Prof. Veerle Cnudde has published more than 100 peer-reviewed journal articles. She is currently the Chair of the Proposal Review Committee (PRC) of the TOMCAT beamline at Swiss Light Source (SLS). She is one of the co-founders of InterPore BENELUX and an elected Council Member of InterPore. In 2019, she became a part-time Full Professor at the Environmental Hydrogeology group at Utrecht University in the field of “Porous media imaging techniques”. Prof. Veerle Cnudde has been selected by the InterPore award commitee Kimberly-Clark lecturer 2020.
Jan Carmeliet, Department of Mechanical and Process Engineering, ETH Zürich, Switzerland.
Abstract
Textiles are ubiquitous as clothing, in medical, sport or hygienic care, but also in engineering or architecture. The control of liquid spreading in these materials is often crucial or desirable, such as e.g. moisture management in functional clothing or durability of fiber reinforced materials.
Fast X-ray tomographic microscopy and neutron radiography are used to monitor the imbibition process in yarns at micrometer and centimeter scale, respectively. Observed is a step-wise water uptake process characterized by fast pore filling events of long and narrow pores in the order of seconds and long waiting times between filling events up to several minutes. This step-wise dynamics results in an uptake behavior not following a square root behavior as described by Washburn’s law. The step-wise dynamics are analyzed in terms of the balance between free energy and viscous dissipation, showing waiting times are corresponding to quasi-stable water configurations of almost vanishing free energy gradient.
A pore network model is developed based on the typical pore network topology of yarns and waiting time distributions as observed at micron scale. This network model is upscaled to millimeter scale and validated with the Neutron measurements. The network model allows to analyse in detail the interplay of pore scale processes and pore network topology at lower scales and their impact on experimentally observed processes at macroscale.
We finally study the imbibition process in two connected yarns, called interlaces. We observe that the imbibition process between two yarns may vary highly due to variations in pore connectivity in the contact area. The distribution of waiting times for the transport between two yarns is shifted to longer waiting periods as compared to the distribution of waiting times for the yarn pores.
Short biography
Since June 2008, Jan Carmeliet is full professor at the Chair of Building Physics at the department of Mechanical Engineering at ETH Zürich Switzerland.
Jan Carmeliet, graduated from the Katholieke Universiteit Leuven (K.U.Leuven) and has been Professor at K.U.Leuven since 1998 and part-time Professor at T.U.Eindhoven.
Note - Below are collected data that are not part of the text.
PR #148, opened 2023-04-11
Default-mode property

### LINKED ISSUE #147: defaultMode property for maps
For some maps like presidential primary maps, it will be useful to have a "defaultMode" property that allows you to specify a mode other than fill to use when the map is opened.

Flizzyclone:
This PR adds a code to interpret a "default-mode" property on map SVG's on load. This property will be used to set the mode to something other than fill when a map requires it, e.g a presidential primary map where you would want to set it to "split" mode.

Summary of code changes:
- Adds logic in the LoadRegions function to set the mode based on the default-mode property
- Sets the default-mode property to "split" for the Danish Folketing map

Closes #147


apps/yapms/src/routes/app/[country]/[map]/[year]/initialize/LoadRegions.ts
```diff
@@ -114,6 +115,12 @@ function loadRegions(node: HTMLDivElement): void {
 		console.error('Error Parsing Candidate Data from Map:\n\n' + error);
 	}
 
+	//If map being loaded has the default-mode property set, change the mode.
+	const defaultMode = node.querySelector('svg')?.getAttribute('default-mode');
+	if (defaultMode !== null) {
+		ModeStore.set(defaultMode as Mode);
```
Comment (Fish1) [inline apps/yapms/src/routes/app/[country]/[map]/[year]/initialize/LoadRegions.ts]: Here, you need to check for the undefined condition, and each possible string value of Mode. Currently the cast to Mode is causing undefined type to be hidden.

```
if (defaultMode !== null && defaultMode !== undefined && (defaultMode === "edit" ... ))
```
This will reduce the string type down to the Mode type.

AFAIK this is the only way... unless there is some fancy typescripting that can be done with the Mode type.

Fish1 (changes requested):
Type changes on defaultMode

apps/yapms/src/routes/app/[country]/[map]/[year]/initialize/LoadRegions.ts
Comment (Flizzyclone) [reply apps/yapms/src/routes/app/[country]/[map]/[year]/initialize/LoadRegions.ts]: Ah rats.. will check for a way to maybe do this in zod tomorrow.

Comment (Fish1) [reply apps/yapms/src/routes/app/[country]/[map]/[year]/initialize/LoadRegions.ts]: Oh yeah, I forgot about zod lol. Yeah, that's a better idea.

Flizzyclone:
Checking if defaultMode is valid is now handled by zod, and the Mode type is constructed from a zod enum. Please re-review.

apps/yapms/src/routes/app/[country]/[map]/[year]/initialize/LoadRegions.ts
```diff
@@ -114,6 +116,12 @@ function loadRegions(node: HTMLDivElement): void {
 		console.error('Error Parsing Candidate Data from Map:\n\n' + error);
 	}
 
+	//If map being loaded has the default-mode property set, change the mode.
+	const defaultMode = node.querySelector('svg')?.getAttribute('default-mode');
+	if (ModeSchema.parse(defaultMode)) {
+		ModeStore.set(defaultMode as Mode);
+	}
```
Comment (Fish1) [inline apps/yapms/src/routes/app/[country]/[map]/[year]/initialize/LoadRegions.ts]: With Zod we don't need to cast any data.

We can either use parse or safe parse, and use type narrowing.

parse will throw an error you can catch
```ts
try {
  const defaultModeAttribute = node.querySelector('svg')?.getAttribute('default-mode');
  const defaultMode = ModeSchema.parse(defaultModeAttribute);
  ModeStore.set(defaultMode);
} catch (error) {
  console.error('Error Parsing Mode Data from Map:\n\n' + error);
}
```

safeParse will return an object with with data about if it's an error or not.
```ts
const defaultModeAttribute = node.querySelector('svg')?.getAttribute('default-mode');
const defaultMode = ModeSchema.safeParse(defaultModeAttribute);
if (defaultMode.success) {
  ModeStore.set(defaultMode.data);
}
```

I think whichever one you think is cleanest will be fine here.

Comment (Fish1) [reply apps/yapms/src/routes/app/[country]/[map]/[year]/initialize/LoadRegions.ts]: By having the parse in the function, it will cause the loadRegions function to throw an error if it finds an invalid default mode. It should default to something if it doesn't load proper data.

Fish1 (changes requested):
Your solution does work, but you can use the type narrowing provided by Zod so you don't need to do any casting.

apps/yapms/src/routes/app/[country]/[map]/[year]/initialize/LoadRegions.ts
Comment (Flizzyclone) [reply apps/yapms/src/routes/app/[country]/[map]/[year]/initialize/LoadRegions.ts]: Right, good catch. Will change to safeParse.

Flizzyclone:
Changed to safeParse. Please re-review :)

Fish1 (approved):
Sorry, missed this.

LGTM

He was in 2007 on sabbatical leave at the University of Illinois at Urbana Champaign and at Los Alamos Governmental Laboratories.
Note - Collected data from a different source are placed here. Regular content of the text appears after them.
PR #150, opened 2023-05-06
USA House Maps 1992-2024

Flizzyclone:
This PR adds USA House Maps from 1992-2024. You can preview these at https://yapmspreview.flizzy.dev/.

Average file size is ~1500kb, this is in-line with the 2022 house map on yapms1.

Sourcing:
1992-2012 are made from shapefiles from https://cdmaps.polisci.ucla.edu/
2014-2018 are made from shapefiles from the [U.S Census bureau](https://www.census.gov/geographies/mapping-files/time-series/geo/carto-boundary-file.html)
[2020](https://en.wikipedia.org/wiki/2020_United_States_House_of_Representatives_elections), [2022 ](https://en.wikipedia.org/wiki/2022_United_States_House_of_Representatives_elections) and therefore 2024 are adapted versions of Wikipedia maps.

These maps switched to using a new color scheme. We should probably apply this onto other maps.


Fish1 (approved):
LGTM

His research resulted in more than 330 scientific journal papers.
His research interests concern urban climate and urban heat island mitigation, multiscale behaviour of porous materials and their fluid interactions, and multi-energy decentralized systems at building and urban scale.
He was research councillor of the National Science Foundation Switzerland and expert of the Swiss Innovation Agency (InnoSuisse). He was director of the graduate program ‘master integrated building systems’ at ETHZ. He was member of the research commission of ETH Zürich, the scientific commission of the CCEM (Centre of Competence Energy and Mobility) and the Board of Energy Science Centre ETH Zürich. He plaid a very active role in acquiring and organizing the SCCER (Swiss competence centre energy research) FEEB&D (Future energy efficient buildings and districts).